The period following the first democratic election in 1994, which ended apartheid and saw Mandela become South Africa’s first black president, was marked by a euphoric coming together of both the country and the disparate elements that make up the broad church that is the ANC.

But it would not last. By 2000 the country and the ANC were struggled to cohere as old racial and factional cracks were opening anew. Friedman says disputes within the ANC affect the entire country because it is now the party in power.

"What used to be arguments about strategy to defeat apartheid is now competition for power, and competition for perks," he says. "Because obviously if you get into office you also have certain material benefits which flow from that. So it has become a much more intense contest because there is more at stake for the people it involves. And the ANC’s problem is that it hasn’t really found a set of rules and a [way] of going about its business which enable it to deal with this particular form of conflict."

That conflict is at present being publicly played out in the contest of will and power between President Zuma and Julius Malema, the often controversial leader of the ANC Youth League. Despite calls for a united front during the celebrations, Malema made it clear at a public rally on Thursday that the contest will soon resume.

"Once [the international visitors] are gone, then we go back to our issues," said Malema. "We must never forget our issues.
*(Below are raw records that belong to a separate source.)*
PR #478, opened 2016-11-30
Add install command, which installs “variants”

justinfagnani:


src/commands/install.ts
```diff
@@ -0,0 +1,34 @@
...
+ * The complete set of authors may be found at http://polymer.github.io/AUTHORS.txt
+ * The complete set of contributors may be found at http://polymer.github.io/CONTRIBUTORS.txt
+ * Code distributed by Google as part of the polymer project is also
+ * subject to an additional IP rights grant found at http://polymer.github.io/PATENTS.txt
+ */
+
+// import * as logging from 'plylog';
+import {Command, CommandOptions, ProjectConfig} from './command';
+
+// const logger = logging.getLogger('cli.install');
```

And when we deal with those issues, we must never apologize, you must never be scared, you must never be governed by fear. You must fight like there is no tomorrow to what you believe in. And our discipline in Mangaung must never be confused with defeat."

Friedman says that, in the immediate future, the ANC needs to find a way to manage from within.

"The immediate problem is how to manage competition within the ANC so that it becomes a healthy competition for posts rather, than a damaging competition in which the winners always try to get the losers expelled and the losers always claim that the winners cheated," he says.

As the party in power, the ANC has failed to deliver on many of its promises made over the years for a "better life for all." South Africa has become one of the most unequal countries in the world, with an enormous gap between rich and poor.

Friedman says this is in part because the ANC has lost touch with its constituency and needs to remedy the situation.

"The other urgent task that the ANC has is that it really needs to reconnect with its voters, or to connect with its voters because it is not entirely sure that it was ever connected with its voters," he says. "I think there is a great deal of concern among ANC voters who feel that the politicians are not taking them seriously, that the politicians are concerned about themselves and not about the people who elected them."

The ANC has dominated political power since 1994 and still commands more than 60 percent of the vote in elections. Analysts say it would take a split in the ANC before that lead was trimmed in any significant way. They also suggest the split is likely to come between the left and centrist groups in the party.

Friedman disagrees. He says the split is most likely to come between those who see the ANC as vehicle to personal enrichment and those who don’t. He argues that the split could come after the ANC national conference in 2017, still five years away.